Task statement —
From the entries below, output the line with "mce-2.3 e2e is" and each following line up to and including the line with "I'll approve then", exactly as written.

————

PR #56519, opened 2024-09-10
ROX-25438: Upgrade stackrox-ui-test to prepare for Go 1.22.5

BradLugo:
## Description

I missed updating the Go version in the `stackrox-ui-test` CI image. These changes include the new image that has the corrected Go version.

/cc @davdhacs @tommartensen

### DIFF
--- a/ci-operator/config/stackrox/scanner/stackrox-scanner-release-2.34.yaml
+++ b/ci-operator/config/stackrox/scanner/stackrox-scanner-release-2.34.yaml
@@ -7,7 +7,7 @@ build_root:
   image_stream_tag:
     name: apollo-ci
     namespace: stackrox
-    tag: scanner-test-0.3.69
+    tag: scanner-test-0.4.4
 resources:
   '*':
     requests:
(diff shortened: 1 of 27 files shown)


ci-operator/config/stackrox/scanner/stackrox-scanner-release-2.34.yaml
```diff
@@ -7,7 +7,7 @@ build_root:
   image_stream_tag:
     name: apollo-ci
     namespace: stackrox
-    tag: scanner-test-0.3.69
+    tag: scanner-test-0.4.4
```
RTann, line 10: Do we need to update the Scanner in 4.5 to use Go 1.22?

ci-operator/config/stackrox/stackrox/stackrox-stackrox-release-3.74.yaml
```diff
@@ -23,7 +23,7 @@ build_root:
   image_stream_tag:
     name: apollo-ci
     namespace: stackrox
-    tag: stackrox-ui-test-0.4.3
+    tag: stackrox-ui-test-0.4.4
```
RTann, line 26: did we even need to update the Go version for 3.74 in the first place? I believe we do not need to fix any vulnerabilities for 3.74 at this point, so I wonder if it's best to keep this on whatever version of Go it was originally on?

PR #61209, opened 2025-02-03
orc: sync from release-1.0 instead of main

EmilienM:
We don't want to sync from main, it was a mistake.


mandre (commented):
/lgtm
/approve

PR #61215, opened 2025-02-03
WIP test

bear-redhat:


dtrifiro:
@bear-redhat  Just fyi: the smoke test has some issues that cause it to hang, but we can't debug it because it produces no output and just hangs

PR #61260, opened 2025-02-04
hypershift: create separate techpreview job

sjenning:
We need the required presub test to run exactly the way the periodic/payload jobs do.

However, running an additional job with HO techpreview enabled on every PR would strain CI resources.

The PR
* Turns off TechPreview for the required presub
* Add a new optional presub that runs with TechPreview enabled


enxebre:
/pj-rehearse pull-ci-openshift-hypershift-main-e2e-aws-techpreview

PR #61283, opened 2025-02-05
add security scanning workflow for all the ztp releases

rauhersu:


rauhersu:
@Missxiaoguo , can you '/ok-to-test' :) ?

PR #61284, opened 2025-02-05
kni: cnf-tests: support arm64 arch

shajmakh:
For all supported versions, support buidling cnf-tests over arm systems. ref: https://docs.ci.openshift.org/docs/how-tos/multi-architecture/


shajmakh:
/hold
for pre-merge testing

PR #61357, opened 2025-02-06
Hive: Bump periodics for OCP 4.19, go 1.23

2uasimojo:
[HIVE-2740](https://issues.redhat.com//browse/HIVE-2740)


suhanime (commented):
@2uasimojo I noticed it in the other PR, but for the e2e where we claim the cluster from AWS pool, we should be updating the OCP version to a relevant stable one. Maybe 4.17 in this case if not 4.18? What do you think?

2uasimojo:
> @2uasimojo I noticed it in the other PR, but for the e2e where we claim the cluster from AWS pool, we should be updating the OCP version to a relevant stable one. Maybe 4.17 in this case if not 4.18? What do you think?

That's just the hub, so I haven't been worrying about it.

PR #61361, opened 2025-02-06
release-controller: add rhel-9.6-early-kernel

jlebon:
This is actually just the same as the 4.19 plashet, but scoped to the kernel only (with `includepkgs`) so that it's usable in contexts where we only want RHEL packages. See also https://issues.redhat.com/browse/ART-11248.


aaradhak (approved):
LGTM

PR #61364, opened 2025-02-06
disable ovnk techpreview presubmits (excl BGP)

jluhrsen:
now that UDN is GA for 4.19 and 4.18 we can save cloud spending by making these techpreview jobs `always_run: false`

they can still be run with the /test comment in PRs that may want them


jluhrsen:
@tssurya @jcaamano I still think we want this in right? it's just sitting idle

jluhrsen:
> @tssurya @jcaamano I still think we want this in right? it's just sitting idle

@tssurya @jcaamano just noticed this still open in my list. NBD to me. just pinging you here just in case you still want it.

PR #61398, opened 2025-02-07
turning off events when nodes are restarted

paigerube14:
When a node is restarted/stopped-> started the list of cluster events are super long and I don't think we necessarily care about them other than the alerts that are fired at the end of the run. Want to turn off cluster event collection on power outage and node scenarios

Example of a lot of events here: https://gcsweb-ci.apps.ci.l2s4.p1.openshiftapps.com/gcs/test-platform-results/logs/periodic-ci-redhat-chaos-prow-scripts-main-4.15-nightly-krkn-hub-node-tests-415/1887713312439799808/artifacts/krkn-hub-node-tests-415/redhat-chaos-node-disruptions-master-outage/build-log.txt


chaitanyaenr (approved):
/lgtm

PR #61406, opened 2025-02-07
Hive: Use newer clusterpool

2uasimojo:
Two e2e jobs in each config were using old (4.12 and 4.14) clusterpools to grab hub clusters. Update to 4.17.

[HIVE-2770](https://issues.redhat.com//browse/HIVE-2770)

### DIFF
--- a/ci-operator/config/openshift/hive/openshift-hive-master.yaml
+++ b/ci-operator/config/openshift/hive/openshift-hive-master.yaml
@@ -89,7 +89,7 @@ tests:
     owner: openshift-ci
     product: ocp
     timeout: 1h0m0s
-    version: "4.14"
+    version: "4.17"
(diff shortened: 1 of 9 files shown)


2uasimojo:
/test ci/prow/ordered-prow-config

Hopefully doesn't require a rebase.

2uasimojo:
mce-2.3 e2e is busted on the OVNKubernetes transition. Not concerned about it since 2.3 is EOL -- we'll fix it if we ever need to resurrect this job (probably by simply using an older OCP release).

suhanime:
@2uasimojo Want to drop 2.3 (and below) files from the commit? I'll approve then

We can even delete them - in general - since they're EOL

2uasimojo:
/pj-rehearse ack

@suhanime I considered it, but there's some small chance we're going to have to use those branches again at some point, and resurrecting the CI config would be painful. In any case I'd like to defer the decision to drop those configs -- along with dropping their branches from the hive repo -- via a separate card.

(Note also that they would be failing regardless of this change.)

PR #61433, opened 2025-02-10
RHDH authentication providers

albarbaro:
Adds a new periodic job for rhdh auth providers testing.

### DIFF
--- a/ci-operator/step-registry/redhat-developer/rhdh/auth-providers-nightly/redhat-developer-rhdh-auth-providers-nightly-ref.metadata.json
+++ b/ci-operator/step-registry/redhat-developer/rhdh/auth-providers-nightly/redhat-developer-rhdh-auth-providers-nightly-ref.metadata.json
@@ -3,14 +3,12 @@
 	"owners": {
 		"approvers": [
 			"josephca",
-			"rnapoles-rh",
 			"subhashkhileri",
 			"zdrapela"
 		],
 		"reviewers": [
 			"albarbaro",
 			"josephca",
-			"rnapoles-rh",
 			"subhashkhileri",
 			"zdrapela"
 		]


ci-operator/step-registry/redhat-developer/rhdh/auth-providers-nightly/OWNERS
```diff
@@ -0,0 +1,18 @@
+# DO NOT EDIT; this file is auto-generated using https://github.com/openshift/ci-tools.
+# Fetched from https://github.com/redhat-developer/rhdh root OWNERS
+# If the repo had OWNERS_ALIASES then the aliases were expanded
+# Logins who are not members of 'openshift' organization were filtered out
+# See the OWNERS docs: https://git.k8s.io/community/contributors/guide/owners.md
+
+approvers:
+- josephca
+- rnapoles-rh
```
zdrapela, line 9: We are now removing rnapoles from all the jobs.

ci-operator/config/redhat-developer/rhdh/redhat-developer-rhdh-main.yaml
```diff
@@ -155,6 +155,11 @@ tests:
     - ref: redhat-developer-rhdh-osd-gcp-nightly
     workflow: redhat-developer-rhdh-osd-gcp-claim-cluster
   timeout: 3h40m0s
+- as: e2e-tests-nightly-auth-providers
+  cron: 0 7 * * *
```
zdrapela, line 159: If we want to be able to run the auth providers job from a PR check, you can add this and generate the presubmit job.
```suggestion
  cron: 0 7 * * *
  optional: true
  presubmit: true
```
Note that after the job is generated by the `make` commands, make sure to change the `always_run: true` to `always_run: false` for your job so it doesn't trigger automatically on new PRs

albarbaro: We are not adding the PR trigger at the moment, as this job will run a static cluster due to the Github redirect urls limitations.

albarbaro: I'll have a Jira anyway to track the PR checks trigger work. We will definitely need that but will require more work.

PR #64511, opened 2025-05-05
OPRUN-3878: release-4.18: Add periodics for openshift-operator-framework-olm-release

camilamacedo86:


tmshort:
Compared to the `main` periodics:
- Several tests are not present:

————

Response —
mce-2.3 e2e is busted on the OVNKubernetes transition. Not concerned about it since 2.3 is EOL -- we'll fix it if we ever need to resurrect this job (probably by simply using an older OCP release).

suhanime:
@2uasimojo Want to drop 2.3 (and below) files from the commit? I'll approve then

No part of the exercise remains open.